WORK TO COMPLETE: Give the number of lines in the data below containing the word "want", with no other text.

──────────────────────────────

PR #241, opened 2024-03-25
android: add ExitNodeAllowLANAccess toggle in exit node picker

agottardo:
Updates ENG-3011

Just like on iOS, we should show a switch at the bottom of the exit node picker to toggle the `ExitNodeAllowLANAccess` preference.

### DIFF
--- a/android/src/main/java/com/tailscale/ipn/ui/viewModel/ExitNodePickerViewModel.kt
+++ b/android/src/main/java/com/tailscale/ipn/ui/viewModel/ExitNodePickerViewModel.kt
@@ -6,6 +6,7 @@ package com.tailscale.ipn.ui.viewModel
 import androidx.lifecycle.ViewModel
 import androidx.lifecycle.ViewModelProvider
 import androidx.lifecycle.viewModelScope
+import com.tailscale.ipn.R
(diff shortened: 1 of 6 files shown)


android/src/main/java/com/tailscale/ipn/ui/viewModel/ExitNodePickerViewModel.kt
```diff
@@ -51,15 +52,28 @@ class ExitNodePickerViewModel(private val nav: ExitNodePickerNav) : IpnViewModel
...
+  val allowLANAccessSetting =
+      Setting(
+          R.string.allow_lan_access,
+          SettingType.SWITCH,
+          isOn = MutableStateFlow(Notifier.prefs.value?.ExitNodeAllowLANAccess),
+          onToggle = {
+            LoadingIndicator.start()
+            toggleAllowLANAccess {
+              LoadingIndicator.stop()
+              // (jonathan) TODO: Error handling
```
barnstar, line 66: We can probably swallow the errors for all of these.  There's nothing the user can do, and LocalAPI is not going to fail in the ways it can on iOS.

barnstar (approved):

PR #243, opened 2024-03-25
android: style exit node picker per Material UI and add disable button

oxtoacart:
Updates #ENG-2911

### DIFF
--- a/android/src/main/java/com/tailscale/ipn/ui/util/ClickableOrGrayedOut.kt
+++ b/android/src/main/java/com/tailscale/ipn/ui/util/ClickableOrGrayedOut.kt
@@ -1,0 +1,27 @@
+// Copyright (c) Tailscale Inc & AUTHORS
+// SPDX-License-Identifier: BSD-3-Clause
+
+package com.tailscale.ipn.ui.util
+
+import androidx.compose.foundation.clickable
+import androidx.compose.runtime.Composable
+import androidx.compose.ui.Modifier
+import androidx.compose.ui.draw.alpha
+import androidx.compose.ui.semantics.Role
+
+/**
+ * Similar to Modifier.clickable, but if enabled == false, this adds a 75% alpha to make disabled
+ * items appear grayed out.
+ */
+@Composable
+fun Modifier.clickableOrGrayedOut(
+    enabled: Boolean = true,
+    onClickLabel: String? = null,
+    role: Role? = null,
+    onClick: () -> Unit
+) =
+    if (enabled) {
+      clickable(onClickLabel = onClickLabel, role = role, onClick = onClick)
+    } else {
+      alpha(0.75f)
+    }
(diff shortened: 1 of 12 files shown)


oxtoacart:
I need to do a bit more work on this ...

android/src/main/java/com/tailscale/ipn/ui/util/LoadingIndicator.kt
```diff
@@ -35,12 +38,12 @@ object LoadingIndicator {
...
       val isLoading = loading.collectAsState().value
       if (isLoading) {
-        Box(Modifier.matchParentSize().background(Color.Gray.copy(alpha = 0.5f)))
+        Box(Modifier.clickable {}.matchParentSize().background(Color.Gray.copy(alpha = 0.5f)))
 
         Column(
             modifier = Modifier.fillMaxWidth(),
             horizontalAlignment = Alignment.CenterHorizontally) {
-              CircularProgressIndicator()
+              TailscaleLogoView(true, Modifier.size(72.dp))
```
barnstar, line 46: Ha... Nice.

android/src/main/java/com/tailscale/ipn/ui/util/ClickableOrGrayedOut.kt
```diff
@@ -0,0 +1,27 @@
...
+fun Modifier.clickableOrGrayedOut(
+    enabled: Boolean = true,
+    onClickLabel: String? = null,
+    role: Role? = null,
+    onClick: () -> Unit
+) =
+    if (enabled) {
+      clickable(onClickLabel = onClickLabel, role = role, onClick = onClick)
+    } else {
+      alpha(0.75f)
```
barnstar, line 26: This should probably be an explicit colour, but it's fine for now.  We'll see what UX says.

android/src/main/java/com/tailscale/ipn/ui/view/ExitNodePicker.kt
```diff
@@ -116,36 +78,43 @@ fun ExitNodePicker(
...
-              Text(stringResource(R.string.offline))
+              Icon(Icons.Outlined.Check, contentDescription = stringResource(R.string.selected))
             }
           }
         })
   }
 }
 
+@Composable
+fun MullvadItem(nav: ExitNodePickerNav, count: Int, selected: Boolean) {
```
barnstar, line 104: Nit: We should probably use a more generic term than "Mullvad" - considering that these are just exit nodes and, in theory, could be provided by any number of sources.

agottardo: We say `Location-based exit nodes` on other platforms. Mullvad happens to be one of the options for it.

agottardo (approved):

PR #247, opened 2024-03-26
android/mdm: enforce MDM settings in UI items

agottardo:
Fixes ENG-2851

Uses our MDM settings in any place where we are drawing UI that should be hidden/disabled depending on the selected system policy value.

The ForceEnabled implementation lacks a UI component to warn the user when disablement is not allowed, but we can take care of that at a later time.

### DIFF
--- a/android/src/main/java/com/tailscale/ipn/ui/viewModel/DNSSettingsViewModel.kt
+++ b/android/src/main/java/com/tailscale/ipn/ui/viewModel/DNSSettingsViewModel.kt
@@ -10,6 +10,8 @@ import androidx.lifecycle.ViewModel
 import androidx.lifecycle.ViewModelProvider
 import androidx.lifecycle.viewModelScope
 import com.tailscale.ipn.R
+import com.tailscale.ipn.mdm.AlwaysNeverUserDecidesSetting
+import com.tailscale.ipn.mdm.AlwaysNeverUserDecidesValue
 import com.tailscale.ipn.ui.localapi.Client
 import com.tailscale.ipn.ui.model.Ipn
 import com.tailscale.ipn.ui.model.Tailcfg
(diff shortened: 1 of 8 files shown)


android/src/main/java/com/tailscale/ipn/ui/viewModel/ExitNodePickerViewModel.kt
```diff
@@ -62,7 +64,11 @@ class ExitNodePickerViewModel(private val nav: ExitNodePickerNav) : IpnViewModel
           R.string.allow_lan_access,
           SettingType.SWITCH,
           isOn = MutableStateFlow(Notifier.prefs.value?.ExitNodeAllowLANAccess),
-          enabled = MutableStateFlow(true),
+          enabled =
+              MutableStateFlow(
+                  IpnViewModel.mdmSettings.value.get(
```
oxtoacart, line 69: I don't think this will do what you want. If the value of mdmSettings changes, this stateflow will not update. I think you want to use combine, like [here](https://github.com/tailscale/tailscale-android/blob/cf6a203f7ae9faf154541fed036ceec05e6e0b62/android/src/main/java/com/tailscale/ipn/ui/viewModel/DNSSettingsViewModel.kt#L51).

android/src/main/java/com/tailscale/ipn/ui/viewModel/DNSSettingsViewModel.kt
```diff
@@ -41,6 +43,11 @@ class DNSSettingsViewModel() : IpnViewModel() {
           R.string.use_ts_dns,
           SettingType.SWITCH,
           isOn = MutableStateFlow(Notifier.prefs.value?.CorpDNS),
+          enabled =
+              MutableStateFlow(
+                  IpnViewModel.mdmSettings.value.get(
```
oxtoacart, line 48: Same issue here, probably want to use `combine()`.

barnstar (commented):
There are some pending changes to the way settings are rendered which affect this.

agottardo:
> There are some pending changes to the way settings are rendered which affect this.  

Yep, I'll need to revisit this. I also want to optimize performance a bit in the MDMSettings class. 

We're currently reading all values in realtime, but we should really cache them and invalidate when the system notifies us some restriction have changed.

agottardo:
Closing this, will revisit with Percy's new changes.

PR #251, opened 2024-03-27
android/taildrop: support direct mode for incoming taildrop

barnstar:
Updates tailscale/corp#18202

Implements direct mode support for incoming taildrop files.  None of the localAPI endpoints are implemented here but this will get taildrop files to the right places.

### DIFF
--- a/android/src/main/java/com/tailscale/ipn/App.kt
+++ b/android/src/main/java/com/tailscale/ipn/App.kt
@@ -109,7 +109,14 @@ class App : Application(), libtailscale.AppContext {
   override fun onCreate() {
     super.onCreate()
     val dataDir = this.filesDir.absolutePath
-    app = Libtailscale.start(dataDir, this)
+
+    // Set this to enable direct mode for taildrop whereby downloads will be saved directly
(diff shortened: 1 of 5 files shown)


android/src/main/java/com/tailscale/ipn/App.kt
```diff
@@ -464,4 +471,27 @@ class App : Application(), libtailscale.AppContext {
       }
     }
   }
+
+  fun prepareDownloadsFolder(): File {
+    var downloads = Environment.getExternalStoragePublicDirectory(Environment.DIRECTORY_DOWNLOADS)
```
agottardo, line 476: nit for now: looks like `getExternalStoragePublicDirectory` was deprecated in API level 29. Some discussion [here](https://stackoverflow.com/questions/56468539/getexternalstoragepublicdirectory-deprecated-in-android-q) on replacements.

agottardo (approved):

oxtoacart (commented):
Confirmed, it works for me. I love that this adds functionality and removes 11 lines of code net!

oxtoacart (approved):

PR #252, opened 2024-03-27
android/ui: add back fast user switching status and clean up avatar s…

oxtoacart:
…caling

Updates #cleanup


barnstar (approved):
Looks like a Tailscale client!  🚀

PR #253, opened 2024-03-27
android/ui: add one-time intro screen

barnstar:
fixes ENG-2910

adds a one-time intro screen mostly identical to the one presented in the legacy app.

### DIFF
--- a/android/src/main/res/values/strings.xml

──────────────────────────────

EXPECTED OUTPUT: 3